Elastic Anisotropy of Molecular Crystals Calculated by an Elastic Model Established on a Supramolecular Structural Unit

The crystal structure-elastic property relationship provides a foundation for the design of new materials. The supramolecular structural unit, i.e., the nearest neighbor coordination polyhedron, is proposed to describe the elastic deformation of molecular crystals. The elastic model established on the assumptions of bond-spring and spherical molecule demonstrates that the elastic modulus is intrinsically dependent on the coordination number (N), equilibrium centroid distance (R-ij), intermolecular force constant (k(ij)), and the angle (theta(ij)) between the intermolecular interactions and the normal to the crystal face.
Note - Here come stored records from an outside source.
PR #4149, opened 2016-09-21
In-memory persister does not throw concurrency exceptions

DavidBoike:
InMemoryPersistence will create saga duplicates under the following scenario:

## Who's affected

All users using InMemorySagaPersister 

## Symptoms

1. Persistence selected as InMemoryPersistence (obviously)
1. Usage of sagas which are started multiple message types with `IAmStartedByMessages`
1. Concurrency set to greater than one (default in v6)
1. Sending out two messages which can start the saga at the same time

Two saga instances are created which leads to incorrect business behavior.

### DIFF
--- a/src/NServiceBus.AcceptanceTests/Sagas/When_saga_handles_messages_concurrently.cs
+++ b/src/NServiceBus.AcceptanceTests/Sagas/When_saga_handles_messages_concurrently.cs
@@ -1,0 +1,149 @@
+﻿using System;
+using System.Threading.Tasks;
+
+namespace NServiceBus.AcceptanceTests.Sagas
+{
+    using AcceptanceTesting;
+    using EndpointTemplates;
+    using NUnit.Framework;
+    using ScenarioDescriptors;
+
+    public class When_saga_handles_messages_concurrently
+    {
+        [Test]
+        public Task Should_complete_saga_eventually()
+        {
+            return Scenario.Define<Context>(c => { c.OrderId = Guid.NewGuid().ToString(); })
+                .WithEndpoint<ConcurrentHandlerEndpoint>(b =>
+                {
+                    b.When((session, context) =>
+                    {
+                        var t1 = session.SendLocal(new ConcurrentHandlerEndpoint.OrderPlaced { OrderId = context.OrderId });
+                        var t2 = session.SendLocal(new ConcurrentHandlerEndpoint.OrderBilled { OrderId = context.OrderId });
+                        return Task.WhenAll(t1, t2);
+                    });
+                })
+                .Done(c => c.PlacedSagaId != Guid.Empty && c.BilledSagaId != Guid.Empty)
+                .Repeat(r => r.For(Transports.Default))
+                .Should(c =>
+                {
+                    Assert.AreNotEqual(Guid.Empty, c.PlacedSagaId);
+                    Assert.AreNotEqual(Guid.Empty, c.BilledSagaId);
+                    Assert.AreEqual(c.PlacedSagaId, c.BilledSagaId, "Both messages should have been handled by the same saga, but SagaIds don't match.");
+                    Assert.True(c.SagaCompleted);
+                })
+                .Run();
+        }
+
+        public class Context : ScenarioContext
+        {
+            public string OrderId { get; set; }
+            public Guid PlacedSagaId { get; set; }
+            public Guid BilledSagaId { get; set; }
+            public bool SagaCompleted { get; set; }
+        }
+
+        public class ConcurrentHandlerEndpoint : EndpointConfigurationBuilder
+        {
+            public ConcurrentHandlerEndpoint()
+            {
+                EndpointSetup<DefaultServer>(b =>
+                {
+                    b.LimitMessageProcessingConcurrencyTo(2);
+                    b.Recoverability().Immediate(immediate => immediate.NumberOfRetries(3));
+                });
+            }
+
+            public class OrderShippingPolicy : Saga<OrderBilledPolicyData>,
+                IAmStartedByMessages<OrderBilled>,
+                IAmStartedByMessages<OrderPlaced>
+            {
+                public Context Context { get; set; }
+
+                protected override void ConfigureHowToFindSaga(SagaPropertyMapper<OrderBilledPolicyData> mapper)
+                {
+                    mapper.ConfigureMapping<OrderPlaced>(msg => msg.OrderId).ToSaga(saga => saga.OrderId);
+                    mapper.ConfigureMapping<OrderBilled>(msg => msg.OrderId).ToSaga(saga => saga.OrderId);
+                }
+
+                public async Task Handle(OrderPlaced message, IMessageHandlerContext context)
+                {
+                    Data.Placed = true;
+                    await context.SendLocal(new SuccessfulProcessing
+                    {
+                        SagaId = Data.Id,
+                        Type = nameof(OrderPlaced)
+                    });
+                    await CheckForCompletion(context);
+                }
+
+                public async Task Handle(OrderBilled message, IMessageHandlerContext context)
+                {
+                    Data.Billed = true;
+                    await context.SendLocal(new SuccessfulProcessing
+                    {
+                        SagaId = Data.Id,
+                        Type = nameof(OrderBilled)
+                    });
+                    await CheckForCompletion(context);
+                }
+
+                Task CheckForCompletion(IMessageHandlerContext context)
+                {
+                    if (Data.Billed && Data.Placed)
+                    {
+                        this.MarkAsComplete();
+                        Context.SagaCompleted = true;
+                    }
+                    return Task.FromResult(0);
+                }
+            }
+
+            public class OrderBilledPolicyData : ContainSagaData
+            {
+                public string OrderId { get; set; }
+                public bool Placed { get; set; }
+                public bool Billed { get; set; }
+            }
+
+            public class LogSuccessfulHandler : IHandleMessages<SuccessfulProcessing>
+            {
+                public Context Context { get; set; }
+
+                public Task Handle(SuccessfulProcessing message, IMessageHandlerContext context)
+                {
+                    if (message.Type == nameof(OrderPlaced))
+                    {
+                        Context.PlacedSagaId = message.SagaId;
+                    }
+                    else if (message.Type == nameof(OrderBilled))
+                    {
+                        Context.BilledSagaId = message.SagaId;
+                    }
+                    else
+                    {
+                        throw new Exception("Unknown type");
+                    }
+
+                    return Task.FromResult(0);
+                }
+            }
+
+            public class OrderPlaced : ICommand
+            {
+                public string OrderId { get; set; }
+            }
+
+            public class OrderBilled : ICommand
+            {
+                public string OrderId { get; set; }
+            }
+
+            public class SuccessfulProcessing : ICommand
+            {
+                public string Type { get; set; }
+                public Guid SagaId { get; set; }
+            }
+        }
+    }
+}
--- a/src/NServiceBus.AcceptanceTests/Sagas/When_saga_handles_messages_concurrently.cs
+++ b/src/NServiceBus.AcceptanceTests/Sagas/When_saga_handles_messages_concurrently.cs
@@ -1,25 +1,30 @@
-﻿using System;
-using System.Threading.Tasks;
-
-namespace NServiceBus.AcceptanceTests.Sagas
+﻿namespace NServiceBus.AcceptanceTests.Sagas
 {
+    using System;
+    using System.Threading.Tasks;
     using AcceptanceTesting;
     using EndpointTemplates;
     using NUnit.Framework;
     using ScenarioDescriptors;
 
-    public class When_saga_handles_messages_concurrently
+    public class When_saga_handles_messages_concurrently : NServiceBusAcceptanceTest
     {
         [Test]
         public Task Should_complete_saga_eventually()
         {
-            return Scenario.Define<Context>(c => { c.OrderId = Guid.NewGuid().ToString(); })
+            return Scenario.Define<Context>(c => { c.SomeId = Guid.NewGuid().ToString(); })
                 .WithEndpoint<ConcurrentHandlerEndpoint>(b =>
                 {
                     b.When((session, context) =>
                     {
-                        var t1 = session.SendLocal(new ConcurrentHandlerEndpoint.OrderPlaced { OrderId = context.OrderId });
-                        var t2 = session.SendLocal(new ConcurrentHandlerEndpoint.OrderBilled { OrderId = context.OrderId });
+                        var t1 = session.SendLocal(new StartMessageOne
+                        {
+                            SomeId = context.SomeId
+                        });
+                        var t2 = session.SendLocal(new StartMessageTwo
+                        {
+                            SomeId = context.SomeId
+                        });
                         return Task.WhenAll(t1, t2);
                     });
                 })
@@ -37,7 +42,7 @@ namespace NServiceBus.AcceptanceTests.Sagas
 
         public class Context : ScenarioContext
         {
-            public string OrderId { get; set; }
+            public string SomeId { get; set; }
             public Guid PlacedSagaId { get; set; }
             public Guid BilledSagaId { get; set; }
             public bool SagaCompleted { get; set; }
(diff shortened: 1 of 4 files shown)


DavidBoike:
Of course, throwing a lock statement around [the entire enlistment action](https://github.com/Particular/NServiceBus/blob/saga-concurrency-inmemory/src/NServiceBus.Core/Persistence/InMemory/SagaPersister/InMemorySagaPersister.cs#L69-L76) in the persister's Save method "fixes" it, but I'm sure we don't want to do that.

danielmarbach:
I'm pretty sure it does throw but not where you expect it to throw. Let me check

danielmarbach:
@DavidBoike you are right sir. It is broken. Seems to be broken since the dawn of time. Just verified it in v5 5.2.16:

```
 public class When_saga_handles_messages_concurrently
    {
        [Test]
        public void Should_complete_saga_eventually()
        {
            var orderId = Guid.NewGuid().ToString();
            Scenario.Define<Context>()
                .WithEndpoint<ConcurrentHandlerEndpoint>(b =>
                {
                    b.When(session =>
                    {
                        session.SendLocal(new ConcurrentHandlerEndpoint.OrderPlaced { OrderId = orderId });
                        session.SendLocal(new ConcurrentHandlerEndpoint.OrderBilled { OrderId = orderId });
                    });
                })
                .Done(c => c.PlacedSagaId != Guid.Empty && c.BilledSagaId != Guid.Empty)
                .Should(c =>
                {
                    Assert.AreNotEqual(Guid.Empty, c.PlacedSagaId);
                    Assert.AreNotEqual(Guid.Empty, c.BilledSagaId);
                    Assert.AreEqual(c.PlacedSagaId, c.BilledSagaId, "Both messages should have been handled by the same saga, but SagaIds don't match.");
                    Assert.True(c.SagaCompleted);
                })
                .Run();
        }

        {
            public string OrderId { get; set; }
            public Guid PlacedSagaId { get; set; }
            public Guid BilledSagaId { get; set; }
            public bool SagaCompleted { get; set; }
        }

        public class ConcurrentHandlerEndpoint : EndpointConfigurationBuilder
        {
            public ConcurrentHandlerEndpoint()
            {
                EndpointSetup<DefaultServer>(b =>
                {
                }).WithConfig<TransportConfig>(t =>
                {
                    t.MaxRetries = 3;
                    t.MaximumConcurrencyLevel = 2;
                });
            }

            public class OrderShippingPolicy : Saga<OrderBilledPolicyData>,
                IAmStartedByMessages<OrderBilled>,
                IAmStartedByMessages<OrderPlaced>
            {

                protected override void ConfigureHowToFindSaga(SagaPropertyMapper<OrderBilledPolicyData> mapper)
                {
                    mapper.ConfigureMapping<OrderPlaced>(msg => msg.OrderId).ToSaga(saga => saga.OrderId);
                    mapper.ConfigureMapping<OrderBilled>(msg => msg.OrderId).ToSaga(saga => saga.OrderId);
                }

                public void Handle(OrderPlaced message)
                {
                    Data.Placed = true;
                    Bus.SendLocal(new SuccessfulProcessing
                    {
                        SagaId = Data.Id,
                        Type = nameof(OrderPlaced)
                    });
                    CheckForCompletion();
                }

                public void Handle(OrderBilled message)
                {
                    Data.Billed = true;
                    Bus.SendLocal(new SuccessfulProcessing
                    {
                        SagaId = Data.Id,
                        Type = nameof(OrderBilled)
                    });
                    CheckForCompletion();
                }

                void CheckForCompletion()
                {
                    if (Data.Billed && Data.Placed)
                    {
                        this.MarkAsComplete();
                        Context.SagaCompleted = true;
                    }
                }
            }

            public class OrderBilledPolicyData : ContainSagaData
            {
                public string OrderId { get; set; }
                public bool Placed { get; set; }
                public bool Billed { get; set; }
            }

            public class LogSuccessfulHandler : IHandleMessages<SuccessfulProcessing>
            {

                public void Handle(SuccessfulProcessing message)
                {
                    if (message.Type == nameof(OrderPlaced))
                    {
                        Context.PlacedSagaId = message.SagaId;
                    }
                    else if (message.Type == nameof(OrderBilled))
                    {
                        Context.BilledSagaId = message.SagaId;
                    }
                    else
                    {
                        throw new Exception("Unknown type");
                    }
                }
            }

            public class OrderPlaced : ICommand
            {
                public string OrderId { get; set; }
            }

            public class OrderBilled : ICommand
            {
                public string OrderId { get; set; }
            }

            public class SuccessfulProcessing : ICommand
            {
                public string Type { get; set; }
                public Guid SagaId { get; set; }
            }
        }
    }
```

Test fails

```
System.AggregateException : Test run failed due to one or more exception
  ----> System.AggregateException : One or more errors occurred.
  ----> NUnit.Framework.AssertionException :   Both messages should have been handled by the same saga, but SagaIds don't match.
  Expected: 9437901a-43cd-4ea1-ad68-a68900ae8665
  But was:  246cd161-9dc1-4711-883e-a68900ae8665
```

danielmarbach:
Raised an issue https://github.com/Particular/NServiceBus/issues/4150

danielmarbach:
@DavidBoike appended a potential fix. Will raise an issue about saga finders. @timbussmann and I weren't really sure how they are supposed to behave

src/NServiceBus.Core/Persistence/InMemory/SagaPersister/InMemorySagaPersister.cs
```diff
@@ -17,7 +17,11 @@ public Task Complete(IContainSagaData sagaData, SynchronizedStorageSession sessi
             inMemSession.Enlist(() =>
             {
                 VersionedSagaEntity value;
-                data.TryRemove(sagaData.Id, out value);
+                if (data.TryRemove(sagaData.Id, out value))
+                {
+                    object lockToken;
+                    lockers.TryRemove(value.LockTokenKey, out lockToken);
```
danielmarbach: Since we are only ever removing here and never modifying I think we should be safe with a `TryRemove`

src/NServiceBus.Core/Persistence/InMemory/SagaPersister/InMemorySagaPersister.cs
```diff
@@ -66,14 +70,19 @@ public Task Save(IContainSagaData sagaData, SagaCorrelationProperty correlationP
             var inMemSession = (InMemorySynchronizedStorageSession) session;
             inMemSession.Enlist(() =>
             {
-                if (correlationProperty != SagaCorrelationProperty.None)
+                var lockenTokenKey = $"{sagaData.GetType().FullName}.{(correlationProperty == null ? "None" : correlationProperty.Name)}.{(correlationProperty == null ? "None" : correlationProperty.Value)}";
```
danielmarbach: The combination of saga data fullname, correlation property name and value should be unique enough to not make unnecessary lock contentions. In case when there is no correlation property we will have a lock object per saga data fullname

src/NServiceBus.Core/Persistence/InMemory/SagaPersister/InMemorySagaPersister.cs
```diff
@@ -121,11 +130,13 @@ void ValidateUniqueProperties(SagaCorrelationProperty correlationProperty, ICont
         }
 
         ConcurrentDictionary<Guid, VersionedSagaEntity> data = new ConcurrentDictionary<Guid, VersionedSagaEntity>();
+        ConcurrentDictionary<string, object> lockers = new ConcurrentDictionary<string, object>();
 
         class VersionedSagaEntity
         {
-            public VersionedSagaEntity(IContainSagaData sagaData, VersionedSagaEntity original = null)
+            public VersionedSagaEntity(IContainSagaData sagaData, string lockTokenKey, VersionedSagaEntity original = null)
```
danielmarbach: Need to pass it here to properly cleanup on completion

danielmarbach:
@Particular/nservicebus-maintainers @DavidBoike do we want to get this in?

andreasohlund:
Since this is not for prod use I see no harm in fixing it, :shipit:

danielmarbach:
Since this can lead to incorrect business behavior we need to pull this into RC3. Updated the description of the PR. I will backport it to v5

src/NServiceBus.AcceptanceTests/Sagas/When_saga_handles_messages_concurrently.cs
```diff
@@ -0,0 +1,154 @@
...
+    using System.Threading.Tasks;
+    using AcceptanceTesting;
+    using EndpointTemplates;
+    using NUnit.Framework;
+    using ScenarioDescriptors;
+
+    public class When_saga_handles_messages_concurrently : NServiceBusAcceptanceTest
+    {
+        [Test]
+        public Task Should_complete_saga_eventually()
```
timbussmann: the naming somehow doesn't really match the specific expectations. How about something like
`When_saga_started_concurrently` - `Should_start_single_saga` ?

src/NServiceBus.AcceptanceTests/Sagas/When_saga_handles_messages_concurrently.cs
```diff
@@ -0,0 +1,154 @@
...
+                    {
+                        var t1 = session.SendLocal(new StartMessageOne
+                        {
+                            SomeId = context.SomeId
+                        });
+                        var t2 = session.SendLocal(new StartMessageTwo
+                        {
+                            SomeId = context.SomeId
+                        });
+                        return Task.WhenAll(t1, t2);
```
timbussmann: so this is used to try to bring up the race condition? Should we use some logic in the handler message to explicitly synchronize both messages?

src/NServiceBus.AcceptanceTests/Sagas/When_saga_handles_messages_concurrently.cs
```diff
@@ -0,0 +1,154 @@
...
+                    });
+                })
+                .Done(c => c.PlacedSagaId != Guid.Empty && c.BilledSagaId != Guid.Empty)
+                .Repeat(r => r.For(Transports.Default))
```
timbussmann: no repeat required in this case? (therefore also no `Should` block)

src/NServiceBus.AcceptanceTests/Sagas/When_saga_handles_messages_concurrently.cs
```diff
@@ -0,0 +1,154 @@
...
+                .Should(c =>
+                {
+                    Assert.AreNotEqual(Guid.Empty, c.PlacedSagaId);
+                    Assert.AreNotEqual(Guid.Empty, c.BilledSagaId);
+                    Assert.AreEqual(c.PlacedSagaId, c.BilledSagaId, "Both messages should have been handled by the same saga, but SagaIds don't match.");
+                    Assert.True(c.SagaCompleted);
```
timbussmann: what is that check actually ensuring?

src/NServiceBus.AcceptanceTests/Sagas/When_saga_handles_messages_concurrently.cs
```diff
@@ -0,0 +1,154 @@
...
+                public virtual string OrderId { get; set; }
+                public virtual bool Placed { get; set; }
+                public virtual bool Billed { get; set; }
+            }
+
+            public class LogSuccessfulHandler : IHandleMessages<SuccessfulProcessing>
+            {
+                public Context Context { get; set; }
+
+                public Task Handle(SuccessfulProcessing message, IMessageHandlerContext context)
```
timbussmann: If I remember correctly, this is used to ensure we're not corrupting the test-context from messages which are rolled back, right? Should we add a comment to make that more clear for future readers?

src/NServiceBus.Core/Persistence/InMemory/SagaPersister/InMemorySagaPersister.cs
```diff
@@ -66,14 +70,19 @@ public Task Save(IContainSagaData sagaData, SagaCorrelationProperty correlationP
...
                 {
-                    ValidateUniqueProperties(correlationProperty, sagaData);
+                    if (correlationProperty != SagaCorrelationProperty.None)
+                    {
+                        ValidateUniqueProperties(correlationProperty, sagaData);
+                    }
+
+                    data.AddOrUpdate(sagaData.Id,
+                        id => new VersionedSagaEntity(sagaData, lockenTokenKey),
+                        (id, original) => new VersionedSagaEntity(sagaData, lockenTokenKey, original)); // we can never end up here.
```
timbussmann: should we throw an exception here since we shouldn't ever enter that code?

src/NServiceBus.Core/Persistence/InMemory/SagaPersister/InMemorySagaPersister.cs
```diff
@@ -66,14 +70,19 @@ public Task Save(IContainSagaData sagaData, SagaCorrelationProperty correlationP
...
             {
-                if (correlationProperty != SagaCorrelationProperty.None)
+                var lockenTokenKey = $"{sagaData.GetType().FullName}.{(correlationProperty == null ? "None" : correlationProperty.Name)}.{(correlationProperty == null ? "None" : correlationProperty.Value)}";
+                var lockToken = lockers.GetOrAdd(lockenTokenKey, key => new object());
+                lock (lockToken)
                 {
-                    ValidateUniqueProperties(correlationProperty, sagaData);
+                    if (correlationProperty != SagaCorrelationProperty.None)
+                    {
+                        ValidateUniqueProperties(correlationProperty, sagaData);
```
timbussmann: so if I remember my conversation with @danielmarbach correctly, when using custom saga finders, it's still possible to create two sagas when starting them concurrently because they will have different ids? Should raise an issue about that? Should custom saga finders be responsible of creating the saga id?

src/NServiceBus.Core/Persistence/InMemory/SagaPersister/InMemorySagaPersister.cs
```diff
@@ -171,6 +182,7 @@ static IContainSagaData DeepClone(IContainSagaData source)
             }
 
             public IContainSagaData SagaData;
+            public readonly string LockTokenKey;
```
timbussmann: what about the readonly here?

src/NServiceBus.AcceptanceTests/Sagas/When_saga_handles_messages_concurrently.cs
danielmarbach: https://github.com/Particular/NServiceBus/issues/4166

src/NServiceBus.Core/Persistence/InMemory/SagaPersister/InMemorySagaPersister.cs
danielmarbach: https://github.com/Particular/NServiceBus/issues/4166

src/NServiceBus.Core/Persistence/InMemory/SagaPersister/InMemorySagaPersister.cs
danielmarbach: On the fence. I didn't want to touch that code but based on your questions I think I'm going to turn it into a TryAdd instead

timbussmann: that seems to make sense as far as I can tell

danielmarbach: Look at it again and still on the fence. TryAdd would work but TryUpdate is just super clumsy. Assuming I made a mistake while thinking it through and we would hit the Update part of the concurrent dictionary with the current code base it would still work (although lead to suboptimal locking). I'm leaning now to leave it as is

src/NServiceBus.Core/Persistence/InMemory/SagaPersister/InMemorySagaPersister.cs
bording: I've never understood our aversion to using `readonly`. What is the reason for not using it?

src/NServiceBus.Core/Persistence/InMemory/SagaPersister/InMemorySagaPersister.cs
bording: This could be simplified to: 

`var lockenTokenKey = $"{sagaData.GetType().FullName}.{correlationProperty?.Name ?? "None"}.{correlationProperty?.Value ?? "None"}";`

src/NServiceBus.Core/Persistence/InMemory/SagaPersister/InMemorySagaPersister.cs
bording: While I don't care for the `AddOrUpdate` calls where we "know" it will only ever be one path, it does seem out of scope for this PR to make changes here. Perhaps as some future larger update to the persistence code.

bording:
Looking over the `InMemorySagaPersister` class, there are definitely other things I'd want to look into changing, for example there are lots of delegate/capture allocations.

However, none of that is relevant to this PR! The actual changes here look good to me. I'd say once @timbussmann's comments around the test are addressed, this should be ready.

src/NServiceBus.Core/Persistence/InMemory/SagaPersister/InMemorySagaPersister.cs
timbussmann: that discussion needs to be held somewhere else I think ;)

src/NServiceBus.AcceptanceTests/Sagas/When_saga_handles_messages_concurrently.cs
danielmarbach: Don't understand what you mean here @timbussmann

danielmarbach:
Pushed an update

src/NServiceBus.AcceptanceTests/Sagas/When_saga_handles_messages_concurrently.cs
timbussmann: to make this test fail (before the fix), it would require a race condition of the saga being started concurrently. Task.WhenAll doesn't guarantee that we hit that race condition, but using some wait handles would. Let's have a call if you can't make sense out of my words :D

danielmarbach: Get it now

danielmarbach:
When this is merged we need to backport this to 5.2 @Particular/nservicebus-maintainers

The supramolecular structural units are composed of 15, 13, 9, 7, 8, and 6 molecules, and the elastic moduli are in the ranges of 15.3-21.7, 14.3-19.5, 17.6-23.0, 6.2-9.1, 5.7-10.1, and 2.3-16.2 GPa for alpha-RDX, beta-HMX, epsilon-CL-20, I-Aspirin, II-Aspirin, and IV-Aspirin, respectively. The predicted elastic moduli are consistent with previous theoretical and nanoindentation values, and the elastic anisotropy may be attributed to the change in the molecular conformation and arrangement of the intermolecular interactions. The supramolecular structural unit may fail to describe the long-range intermolecular interactions such as hydrogen bonds, halogen bonds, and pi-packing. Therefore, The proposed method should be further optimized to apply to molecular crystals with planar molecules and graphite-like layered structures.